▸ Problem to solve
In the listing below, find every line containing "hash" and copy it out.

▸ Data
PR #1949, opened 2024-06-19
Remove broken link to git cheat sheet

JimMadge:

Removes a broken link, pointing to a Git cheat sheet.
--
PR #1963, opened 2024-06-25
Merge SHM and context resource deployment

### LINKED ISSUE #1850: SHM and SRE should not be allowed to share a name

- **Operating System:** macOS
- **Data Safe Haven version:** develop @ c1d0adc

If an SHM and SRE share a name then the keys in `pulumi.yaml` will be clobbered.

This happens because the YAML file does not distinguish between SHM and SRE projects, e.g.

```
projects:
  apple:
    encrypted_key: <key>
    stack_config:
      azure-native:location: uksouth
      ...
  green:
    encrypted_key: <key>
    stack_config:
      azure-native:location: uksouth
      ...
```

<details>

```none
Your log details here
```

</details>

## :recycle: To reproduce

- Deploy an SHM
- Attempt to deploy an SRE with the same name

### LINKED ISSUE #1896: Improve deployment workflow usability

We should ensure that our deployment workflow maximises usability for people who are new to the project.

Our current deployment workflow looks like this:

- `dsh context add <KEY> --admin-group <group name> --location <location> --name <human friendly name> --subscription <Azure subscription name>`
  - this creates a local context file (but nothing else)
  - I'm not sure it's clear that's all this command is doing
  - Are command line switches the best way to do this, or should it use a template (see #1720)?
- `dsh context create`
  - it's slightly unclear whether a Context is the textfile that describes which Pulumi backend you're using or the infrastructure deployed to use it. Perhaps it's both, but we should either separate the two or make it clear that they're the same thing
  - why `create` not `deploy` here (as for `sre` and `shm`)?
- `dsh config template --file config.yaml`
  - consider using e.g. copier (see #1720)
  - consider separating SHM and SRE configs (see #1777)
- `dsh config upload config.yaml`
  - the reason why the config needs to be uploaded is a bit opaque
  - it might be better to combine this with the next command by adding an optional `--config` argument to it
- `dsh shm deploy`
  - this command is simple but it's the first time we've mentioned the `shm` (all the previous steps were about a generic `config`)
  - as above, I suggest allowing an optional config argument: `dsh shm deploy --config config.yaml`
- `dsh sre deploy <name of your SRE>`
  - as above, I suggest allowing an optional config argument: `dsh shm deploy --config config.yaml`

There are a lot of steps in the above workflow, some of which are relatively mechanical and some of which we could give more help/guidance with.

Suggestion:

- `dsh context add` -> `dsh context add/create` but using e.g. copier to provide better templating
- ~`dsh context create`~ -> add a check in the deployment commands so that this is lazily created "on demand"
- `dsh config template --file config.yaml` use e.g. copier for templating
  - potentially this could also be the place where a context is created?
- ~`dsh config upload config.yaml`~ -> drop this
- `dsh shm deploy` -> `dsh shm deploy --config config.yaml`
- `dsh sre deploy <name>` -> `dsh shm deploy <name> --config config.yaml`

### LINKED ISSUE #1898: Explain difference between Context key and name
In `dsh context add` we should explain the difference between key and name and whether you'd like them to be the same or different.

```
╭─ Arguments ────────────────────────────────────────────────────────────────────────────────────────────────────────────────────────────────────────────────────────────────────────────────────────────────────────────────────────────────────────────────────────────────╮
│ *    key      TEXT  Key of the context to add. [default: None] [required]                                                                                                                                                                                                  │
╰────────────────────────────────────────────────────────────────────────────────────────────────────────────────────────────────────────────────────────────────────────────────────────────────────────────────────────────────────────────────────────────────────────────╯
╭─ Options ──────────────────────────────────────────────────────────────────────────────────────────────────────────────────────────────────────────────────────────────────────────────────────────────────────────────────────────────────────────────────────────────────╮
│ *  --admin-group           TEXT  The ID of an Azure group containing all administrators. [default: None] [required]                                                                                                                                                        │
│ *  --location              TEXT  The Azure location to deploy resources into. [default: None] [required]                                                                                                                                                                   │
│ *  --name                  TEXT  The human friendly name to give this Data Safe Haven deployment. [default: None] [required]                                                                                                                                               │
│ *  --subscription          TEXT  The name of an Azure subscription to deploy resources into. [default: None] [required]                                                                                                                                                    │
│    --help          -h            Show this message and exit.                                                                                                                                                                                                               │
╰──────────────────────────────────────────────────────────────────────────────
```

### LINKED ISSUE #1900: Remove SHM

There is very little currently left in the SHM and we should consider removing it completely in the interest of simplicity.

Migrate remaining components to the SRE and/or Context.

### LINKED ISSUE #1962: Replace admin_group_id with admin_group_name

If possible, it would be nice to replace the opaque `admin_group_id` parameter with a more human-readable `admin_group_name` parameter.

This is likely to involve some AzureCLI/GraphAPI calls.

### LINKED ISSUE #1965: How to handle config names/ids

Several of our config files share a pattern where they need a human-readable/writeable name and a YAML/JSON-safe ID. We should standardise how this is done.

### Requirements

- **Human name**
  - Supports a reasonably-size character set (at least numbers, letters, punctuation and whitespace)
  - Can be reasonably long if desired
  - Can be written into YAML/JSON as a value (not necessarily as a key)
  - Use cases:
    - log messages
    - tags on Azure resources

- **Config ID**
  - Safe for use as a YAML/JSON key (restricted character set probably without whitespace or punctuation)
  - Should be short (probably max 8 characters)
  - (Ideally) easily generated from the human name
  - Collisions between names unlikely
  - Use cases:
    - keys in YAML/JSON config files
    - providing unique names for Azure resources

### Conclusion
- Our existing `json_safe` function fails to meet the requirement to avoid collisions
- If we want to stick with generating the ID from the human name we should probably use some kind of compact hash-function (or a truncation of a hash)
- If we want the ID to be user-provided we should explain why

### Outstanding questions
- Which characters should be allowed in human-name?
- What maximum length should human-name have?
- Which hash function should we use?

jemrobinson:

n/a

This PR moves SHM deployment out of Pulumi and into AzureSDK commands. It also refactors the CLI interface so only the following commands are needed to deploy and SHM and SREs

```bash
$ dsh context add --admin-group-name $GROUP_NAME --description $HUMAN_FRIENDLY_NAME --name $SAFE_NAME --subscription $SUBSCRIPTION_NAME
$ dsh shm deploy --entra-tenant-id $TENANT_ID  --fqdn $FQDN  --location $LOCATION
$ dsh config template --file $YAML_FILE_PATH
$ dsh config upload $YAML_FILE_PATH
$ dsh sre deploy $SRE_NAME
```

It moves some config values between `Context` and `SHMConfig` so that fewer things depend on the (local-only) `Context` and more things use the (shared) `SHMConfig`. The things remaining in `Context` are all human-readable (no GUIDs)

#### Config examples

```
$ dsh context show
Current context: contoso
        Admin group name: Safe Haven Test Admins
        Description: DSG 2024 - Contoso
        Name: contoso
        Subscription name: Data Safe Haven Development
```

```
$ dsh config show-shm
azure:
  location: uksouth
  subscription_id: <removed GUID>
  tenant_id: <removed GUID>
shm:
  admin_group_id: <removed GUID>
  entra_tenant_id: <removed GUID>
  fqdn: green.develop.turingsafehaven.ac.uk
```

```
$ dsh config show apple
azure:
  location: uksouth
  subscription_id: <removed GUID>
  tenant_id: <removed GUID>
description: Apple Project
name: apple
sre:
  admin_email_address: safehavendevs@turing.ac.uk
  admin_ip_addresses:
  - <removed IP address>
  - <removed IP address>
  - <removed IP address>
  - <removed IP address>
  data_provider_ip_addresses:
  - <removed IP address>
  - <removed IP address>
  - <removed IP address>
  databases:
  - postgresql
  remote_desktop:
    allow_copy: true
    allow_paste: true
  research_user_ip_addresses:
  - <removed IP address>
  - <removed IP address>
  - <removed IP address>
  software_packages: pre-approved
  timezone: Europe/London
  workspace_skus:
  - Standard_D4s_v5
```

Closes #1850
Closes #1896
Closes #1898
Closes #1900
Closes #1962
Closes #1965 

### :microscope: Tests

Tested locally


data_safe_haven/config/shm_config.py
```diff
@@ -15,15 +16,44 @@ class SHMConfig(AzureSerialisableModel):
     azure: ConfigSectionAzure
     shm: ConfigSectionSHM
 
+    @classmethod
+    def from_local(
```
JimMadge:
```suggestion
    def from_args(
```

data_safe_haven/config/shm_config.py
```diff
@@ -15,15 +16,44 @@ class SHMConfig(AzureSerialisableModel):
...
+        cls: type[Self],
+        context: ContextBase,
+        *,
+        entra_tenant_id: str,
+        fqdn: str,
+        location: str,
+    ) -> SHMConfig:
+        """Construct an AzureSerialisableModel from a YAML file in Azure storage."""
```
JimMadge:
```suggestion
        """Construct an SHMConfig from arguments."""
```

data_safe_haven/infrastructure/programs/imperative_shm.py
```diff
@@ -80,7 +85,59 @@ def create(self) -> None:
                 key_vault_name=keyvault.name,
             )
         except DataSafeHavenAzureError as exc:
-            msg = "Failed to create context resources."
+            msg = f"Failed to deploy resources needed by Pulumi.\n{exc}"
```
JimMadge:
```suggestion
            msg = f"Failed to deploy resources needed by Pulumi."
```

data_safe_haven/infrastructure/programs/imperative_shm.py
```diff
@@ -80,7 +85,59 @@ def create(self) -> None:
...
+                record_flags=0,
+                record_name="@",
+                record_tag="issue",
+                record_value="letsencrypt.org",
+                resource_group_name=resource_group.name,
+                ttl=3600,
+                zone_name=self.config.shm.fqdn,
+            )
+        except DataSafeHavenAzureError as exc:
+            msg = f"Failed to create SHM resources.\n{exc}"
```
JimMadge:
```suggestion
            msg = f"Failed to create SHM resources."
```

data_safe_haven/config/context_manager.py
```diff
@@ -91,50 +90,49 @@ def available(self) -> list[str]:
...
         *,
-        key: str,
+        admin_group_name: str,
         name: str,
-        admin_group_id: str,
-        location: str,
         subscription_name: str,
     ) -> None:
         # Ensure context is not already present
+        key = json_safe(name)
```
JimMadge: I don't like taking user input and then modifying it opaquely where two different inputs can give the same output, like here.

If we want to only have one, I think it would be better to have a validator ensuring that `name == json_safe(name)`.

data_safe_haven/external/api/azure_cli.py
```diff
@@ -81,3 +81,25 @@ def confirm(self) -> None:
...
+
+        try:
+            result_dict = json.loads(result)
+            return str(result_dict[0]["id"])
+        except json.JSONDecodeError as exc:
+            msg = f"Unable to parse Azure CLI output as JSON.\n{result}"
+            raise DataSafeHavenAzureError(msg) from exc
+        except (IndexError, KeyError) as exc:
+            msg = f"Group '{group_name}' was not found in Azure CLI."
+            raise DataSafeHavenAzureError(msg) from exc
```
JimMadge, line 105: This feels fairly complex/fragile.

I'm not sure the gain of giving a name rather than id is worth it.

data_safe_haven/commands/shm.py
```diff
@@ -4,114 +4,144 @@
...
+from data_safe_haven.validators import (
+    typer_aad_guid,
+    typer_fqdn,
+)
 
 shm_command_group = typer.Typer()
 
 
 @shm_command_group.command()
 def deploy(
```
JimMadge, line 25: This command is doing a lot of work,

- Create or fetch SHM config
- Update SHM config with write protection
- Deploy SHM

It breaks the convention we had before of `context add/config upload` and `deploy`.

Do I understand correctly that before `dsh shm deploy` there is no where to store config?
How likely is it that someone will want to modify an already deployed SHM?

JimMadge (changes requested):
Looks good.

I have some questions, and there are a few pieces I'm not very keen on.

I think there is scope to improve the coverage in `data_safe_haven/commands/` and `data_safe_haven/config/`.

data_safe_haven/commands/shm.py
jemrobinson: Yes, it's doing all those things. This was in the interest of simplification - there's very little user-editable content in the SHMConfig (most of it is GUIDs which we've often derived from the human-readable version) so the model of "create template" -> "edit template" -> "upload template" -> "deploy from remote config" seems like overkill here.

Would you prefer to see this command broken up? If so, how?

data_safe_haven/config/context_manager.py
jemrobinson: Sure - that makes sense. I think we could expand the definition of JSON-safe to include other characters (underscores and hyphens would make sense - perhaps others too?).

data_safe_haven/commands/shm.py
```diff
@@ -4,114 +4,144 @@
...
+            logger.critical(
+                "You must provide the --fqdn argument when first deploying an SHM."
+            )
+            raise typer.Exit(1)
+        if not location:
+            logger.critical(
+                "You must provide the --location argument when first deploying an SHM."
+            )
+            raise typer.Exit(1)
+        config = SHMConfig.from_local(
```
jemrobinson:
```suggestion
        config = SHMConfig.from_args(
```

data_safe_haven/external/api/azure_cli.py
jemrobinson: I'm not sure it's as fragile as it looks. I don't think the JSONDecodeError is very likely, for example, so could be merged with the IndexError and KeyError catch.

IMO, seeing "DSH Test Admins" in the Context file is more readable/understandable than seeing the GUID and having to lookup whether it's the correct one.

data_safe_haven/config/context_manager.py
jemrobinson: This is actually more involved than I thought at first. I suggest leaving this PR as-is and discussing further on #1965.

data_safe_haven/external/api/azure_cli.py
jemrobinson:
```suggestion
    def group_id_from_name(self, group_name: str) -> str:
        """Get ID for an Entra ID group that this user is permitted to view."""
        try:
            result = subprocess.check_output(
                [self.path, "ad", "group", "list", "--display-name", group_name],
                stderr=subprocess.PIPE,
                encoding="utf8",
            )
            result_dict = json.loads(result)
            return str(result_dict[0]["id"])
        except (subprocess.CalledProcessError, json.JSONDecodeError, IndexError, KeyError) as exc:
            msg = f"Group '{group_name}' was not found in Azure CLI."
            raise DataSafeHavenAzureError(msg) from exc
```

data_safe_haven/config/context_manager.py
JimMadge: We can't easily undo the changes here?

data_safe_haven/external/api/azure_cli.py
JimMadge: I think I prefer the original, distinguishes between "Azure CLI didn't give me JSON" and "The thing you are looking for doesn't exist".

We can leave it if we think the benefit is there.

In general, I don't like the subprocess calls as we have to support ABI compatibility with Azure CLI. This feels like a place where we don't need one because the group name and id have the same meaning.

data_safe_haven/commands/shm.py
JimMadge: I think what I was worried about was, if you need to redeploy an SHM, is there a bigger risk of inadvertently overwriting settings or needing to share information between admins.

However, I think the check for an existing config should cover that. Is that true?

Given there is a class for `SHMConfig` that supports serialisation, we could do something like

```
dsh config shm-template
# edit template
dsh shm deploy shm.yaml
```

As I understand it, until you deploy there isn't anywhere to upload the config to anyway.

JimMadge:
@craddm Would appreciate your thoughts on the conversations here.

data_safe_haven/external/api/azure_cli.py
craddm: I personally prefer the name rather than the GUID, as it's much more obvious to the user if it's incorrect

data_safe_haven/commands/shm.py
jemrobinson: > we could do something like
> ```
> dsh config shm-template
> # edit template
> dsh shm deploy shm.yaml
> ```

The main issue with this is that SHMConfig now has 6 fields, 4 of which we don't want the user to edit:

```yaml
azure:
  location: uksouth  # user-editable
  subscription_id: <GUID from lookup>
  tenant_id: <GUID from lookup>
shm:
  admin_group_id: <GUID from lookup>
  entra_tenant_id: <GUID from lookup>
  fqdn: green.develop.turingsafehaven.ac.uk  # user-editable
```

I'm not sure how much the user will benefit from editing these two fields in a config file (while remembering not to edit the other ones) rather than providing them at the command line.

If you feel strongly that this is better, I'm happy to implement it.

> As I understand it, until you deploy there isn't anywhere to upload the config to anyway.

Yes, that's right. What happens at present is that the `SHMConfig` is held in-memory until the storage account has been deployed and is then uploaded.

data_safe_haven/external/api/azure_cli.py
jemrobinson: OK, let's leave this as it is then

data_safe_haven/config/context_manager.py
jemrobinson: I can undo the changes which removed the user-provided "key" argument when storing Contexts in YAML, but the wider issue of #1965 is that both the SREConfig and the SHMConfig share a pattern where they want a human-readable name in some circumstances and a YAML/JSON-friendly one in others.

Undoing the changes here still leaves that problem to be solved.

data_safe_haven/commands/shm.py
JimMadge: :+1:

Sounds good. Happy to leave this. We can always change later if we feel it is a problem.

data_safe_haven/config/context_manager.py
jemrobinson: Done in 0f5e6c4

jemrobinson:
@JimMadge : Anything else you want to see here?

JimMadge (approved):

▸ Exercise solution
- If we want to stick with generating the ID from the human name we should probably use some kind of compact hash-function (or a truncation of a hash)
- Which hash function should we use?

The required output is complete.